# 4. Analyse der Hageldaten kombiniert mit den KFZ-Zulassungsdaten
Im folgenden Notebook werden die csv-Daten für die KfZ-Zulassung und die Hagel-Daten für jeden Kanton 
kombiniert, um Visualisierungen über Orte mit höherem Risiko für die Versicherung zu erstellen.

* [4.1 Erforderliche Python-Bibliotheken](#python_libraries_)

* [4.2 Einlesen der Eingabedatei](#read_input_file)
    
* [4.3 Zusammenführen von Hagel- und Autodaten](#merge_kfz_hail)

* [4.4 Visualisierung der kombinierten Ergebnisse](#visualization_results)


<a id="python_libraries_"></a>
## 4.1 Erforderliche Python-Bibliotheken

In [None]:
import os
from pathlib import Path
#import xarray as xr
import pandas as pd
import geopandas as gpd
import numpy as np
import copy
import matplotlib.pyplot as plt
import seaborn as sns
import plotly.express as px

# display map
import folium
from branca.colormap import linear

# interactive plots
import ipywidgets as widgets
from ipywidgets import interactive
from IPython.display import display

In [None]:
# This is needed for the grid visualization later
from mpl_toolkits.axes_grid1 import ImageGrid

<a id="read_input_file"></a>
## 4.2 Einlesen der Eingabedatei

In [None]:
# Files are saved in the "processed" folder 
processed_data_path = Path("./data/processed")

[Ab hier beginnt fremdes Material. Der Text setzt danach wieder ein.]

PR #276, opened 2018-01-31
Get status tests

skymandr:
I've added tests for the `scanning_store` methods, but I suspect that there are tests missing for the API endpoint. I'll have a look first myself, but please tell me if you spot anything obvious that I've missed.

### DIFF
--- a/tests/unit/io/test_scanning_store.py
+++ b/tests/unit/io/test_scanning_store.py
@@ -7,8 +7,8 @@ from mock import patch
 from pytz import utc
 
 from scanomatic.io.scanning_store import (
-    ScanningStore, ScanJobCollisionError, ScanJobUnknownError, Scanner,
-    DuplicateIdError, UnknownIdError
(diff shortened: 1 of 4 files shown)


tests/unit/io/test_scanning_store.py
```diff
@@ -76,6 +76,54 @@ def test_has_no_scanner_if_not_using_test_scanners(self):
...
+
+    def test_no_get_scanner_status_list_unknown(self, scanning_store):
+        with pytest.raises(UnknownIdError):
+            scanning_store.get_scanner_status_list("42")
+
+    def test_get_lastest_scanner_status(self, scanning_store):
+        assert scanning_store.get_latest_scanner_status(
+            '9a8486a6f9cb11e7ac660050b68338ac') is None
+
+    def test_add_scanner_status(self, scanning_store):
```
local-minimum: possibly could be nice to know that it takes the latest status. I.e. add one and then one and make sure you get the newest.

kfz_data = pd.read_csv(processed_data_path/'interim_kfz_data.csv', sep=";")
hail_data = pd.read_csv(processed_data_path/'haildata_per_month_canton.csv', sep=",")

In [None]:
# swiss canton Shape file
shape_path = Path("data") / "swiss_shapes"
shape_canton_file = "swissBOUNDARIES3D_1_4_TLM_KANTONSGEBIET.shp"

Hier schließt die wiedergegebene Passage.